*** Block opens ***

PR #2295, opened 2025-07-27
Add ability to exclude classes and packages from processing

altro3:


openapi-annotations/src/main/java/io/micronaut/openapi/annotation/OpenAPIExclude.java
```diff
@@ -0,0 +1,63 @@
...
+import java.lang.annotation.Documented;
+import java.lang.annotation.ElementType;
+import java.lang.annotation.Repeatable;
+import java.lang.annotation.Retention;
+import java.lang.annotation.Target;
+
+import static java.lang.annotation.RetentionPolicy.SOURCE;
+
+/**
+ * The annotation can be used to include additional io.micronaut.http.annotation.Controller or
```
graemerocher: javadoc description seems incorrect

graemerocher (changes requested):

openapi-annotations/src/main/java/io/micronaut/openapi/annotation/OpenAPIExclude.java
altro3: fixed

graemerocher (approved):

PR #2296, opened 2025-07-29
Introduce new behavior with JsonUnwrapped and Schema(allOf) annotations

uvoigt:
@altro3 

add another PR to this repository


altro3:
Need test for classes with same property and different types. Also question: did you check how it works with real controller? I don't think this will work correct

uvoigt:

*** Block closes ***

> _HOW TO COMPLETE THIS TASK_: How many lines above contain the word "graemerocher"? Answer with the number alone.

> _WRITTEN ANSWER_: 3